* [Required work]:
Read through the listing below and copy each line in which the word "missing" occurs.
····················
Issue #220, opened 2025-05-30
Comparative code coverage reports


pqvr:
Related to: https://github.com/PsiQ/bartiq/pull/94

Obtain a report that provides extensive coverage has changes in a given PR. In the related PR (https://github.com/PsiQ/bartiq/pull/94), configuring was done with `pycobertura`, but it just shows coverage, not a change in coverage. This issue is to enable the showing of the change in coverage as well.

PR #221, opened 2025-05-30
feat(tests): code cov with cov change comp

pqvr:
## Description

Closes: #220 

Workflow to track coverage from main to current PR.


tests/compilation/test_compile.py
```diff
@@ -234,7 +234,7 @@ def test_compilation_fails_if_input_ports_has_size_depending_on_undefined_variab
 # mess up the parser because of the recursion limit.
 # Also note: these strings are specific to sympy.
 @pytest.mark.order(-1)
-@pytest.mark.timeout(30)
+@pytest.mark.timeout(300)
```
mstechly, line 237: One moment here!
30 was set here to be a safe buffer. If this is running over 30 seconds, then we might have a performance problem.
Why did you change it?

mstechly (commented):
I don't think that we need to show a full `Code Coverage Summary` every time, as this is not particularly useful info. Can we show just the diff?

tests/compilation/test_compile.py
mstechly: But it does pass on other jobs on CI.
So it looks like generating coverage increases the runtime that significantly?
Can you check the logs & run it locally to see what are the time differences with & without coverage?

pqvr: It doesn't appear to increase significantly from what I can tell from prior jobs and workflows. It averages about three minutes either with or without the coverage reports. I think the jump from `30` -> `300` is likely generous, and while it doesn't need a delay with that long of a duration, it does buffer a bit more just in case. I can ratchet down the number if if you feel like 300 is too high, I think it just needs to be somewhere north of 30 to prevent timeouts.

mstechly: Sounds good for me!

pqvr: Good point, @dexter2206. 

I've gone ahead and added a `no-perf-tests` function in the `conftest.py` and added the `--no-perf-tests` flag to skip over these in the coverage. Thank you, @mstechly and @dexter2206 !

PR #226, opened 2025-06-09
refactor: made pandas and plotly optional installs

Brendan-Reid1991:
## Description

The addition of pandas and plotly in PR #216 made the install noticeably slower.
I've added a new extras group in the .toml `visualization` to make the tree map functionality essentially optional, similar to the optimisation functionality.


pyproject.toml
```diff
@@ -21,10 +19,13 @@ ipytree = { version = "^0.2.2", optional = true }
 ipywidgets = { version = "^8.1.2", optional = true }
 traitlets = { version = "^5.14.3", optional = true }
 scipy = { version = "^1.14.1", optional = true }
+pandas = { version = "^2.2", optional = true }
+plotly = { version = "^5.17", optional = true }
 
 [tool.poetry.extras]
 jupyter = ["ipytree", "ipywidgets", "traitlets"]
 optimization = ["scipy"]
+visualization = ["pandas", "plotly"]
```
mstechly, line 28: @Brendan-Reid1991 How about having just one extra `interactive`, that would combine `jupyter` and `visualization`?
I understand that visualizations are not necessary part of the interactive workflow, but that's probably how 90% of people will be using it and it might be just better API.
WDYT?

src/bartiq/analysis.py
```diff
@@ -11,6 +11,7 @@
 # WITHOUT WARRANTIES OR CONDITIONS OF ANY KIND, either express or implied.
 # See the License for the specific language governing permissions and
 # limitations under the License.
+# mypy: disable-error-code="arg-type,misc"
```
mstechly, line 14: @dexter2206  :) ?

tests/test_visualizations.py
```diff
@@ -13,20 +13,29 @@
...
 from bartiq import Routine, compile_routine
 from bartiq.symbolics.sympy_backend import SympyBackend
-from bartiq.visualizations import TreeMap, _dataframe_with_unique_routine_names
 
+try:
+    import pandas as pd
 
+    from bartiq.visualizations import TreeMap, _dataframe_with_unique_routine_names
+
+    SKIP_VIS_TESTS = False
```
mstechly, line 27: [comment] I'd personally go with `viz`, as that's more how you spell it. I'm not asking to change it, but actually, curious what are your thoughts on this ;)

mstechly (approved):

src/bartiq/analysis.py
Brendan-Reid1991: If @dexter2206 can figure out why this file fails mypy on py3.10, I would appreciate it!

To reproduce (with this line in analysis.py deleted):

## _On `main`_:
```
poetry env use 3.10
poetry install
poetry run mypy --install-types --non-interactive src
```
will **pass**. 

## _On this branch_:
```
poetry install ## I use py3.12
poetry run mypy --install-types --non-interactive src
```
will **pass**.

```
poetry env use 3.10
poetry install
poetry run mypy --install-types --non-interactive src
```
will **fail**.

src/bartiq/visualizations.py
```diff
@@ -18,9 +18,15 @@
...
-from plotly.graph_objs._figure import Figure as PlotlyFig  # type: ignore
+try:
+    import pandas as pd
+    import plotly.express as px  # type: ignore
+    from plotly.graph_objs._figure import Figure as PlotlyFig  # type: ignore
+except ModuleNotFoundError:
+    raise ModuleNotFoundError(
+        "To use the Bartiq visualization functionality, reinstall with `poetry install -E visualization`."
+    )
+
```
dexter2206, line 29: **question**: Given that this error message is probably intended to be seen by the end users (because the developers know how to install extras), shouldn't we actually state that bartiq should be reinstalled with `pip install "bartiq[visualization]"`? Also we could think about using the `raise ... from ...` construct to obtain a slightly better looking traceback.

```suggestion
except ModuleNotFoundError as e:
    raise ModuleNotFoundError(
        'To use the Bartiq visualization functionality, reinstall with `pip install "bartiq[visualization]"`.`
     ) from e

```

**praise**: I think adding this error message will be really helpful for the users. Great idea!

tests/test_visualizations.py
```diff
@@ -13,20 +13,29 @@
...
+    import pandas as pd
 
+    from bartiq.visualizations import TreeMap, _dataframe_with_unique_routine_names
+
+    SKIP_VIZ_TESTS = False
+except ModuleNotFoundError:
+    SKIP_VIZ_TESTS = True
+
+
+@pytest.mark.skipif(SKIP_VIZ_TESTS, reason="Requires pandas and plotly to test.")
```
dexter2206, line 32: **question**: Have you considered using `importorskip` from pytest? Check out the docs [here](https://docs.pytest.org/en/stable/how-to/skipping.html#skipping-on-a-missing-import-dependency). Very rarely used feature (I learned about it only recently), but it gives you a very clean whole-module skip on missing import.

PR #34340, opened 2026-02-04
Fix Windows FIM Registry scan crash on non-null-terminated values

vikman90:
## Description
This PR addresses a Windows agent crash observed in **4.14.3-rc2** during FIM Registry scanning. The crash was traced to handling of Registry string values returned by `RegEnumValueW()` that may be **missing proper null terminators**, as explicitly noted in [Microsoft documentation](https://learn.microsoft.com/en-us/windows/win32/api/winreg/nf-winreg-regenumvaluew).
····················
* [Solved problem]:
dexter2206, line 32: **question**: Have you considered using `importorskip` from pytest? Check out the docs [here](https://docs.pytest.org/en/stable/how-to/skipping.html#skipping-on-a-missing-import-dependency). Very rarely used feature (I learned about it only recently), but it gives you a very clean whole-module skip on missing import.
This PR addresses a Windows agent crash observed in **4.14.3-rc2** during FIM Registry scanning. The crash was traced to handling of Registry string values returned by `RegEnumValueW()` that may be **missing proper null terminators**, as explicitly noted in [Microsoft documentation](https://learn.microsoft.com/en-us/windows/win32/api/winreg/nf-winreg-regenumvaluew).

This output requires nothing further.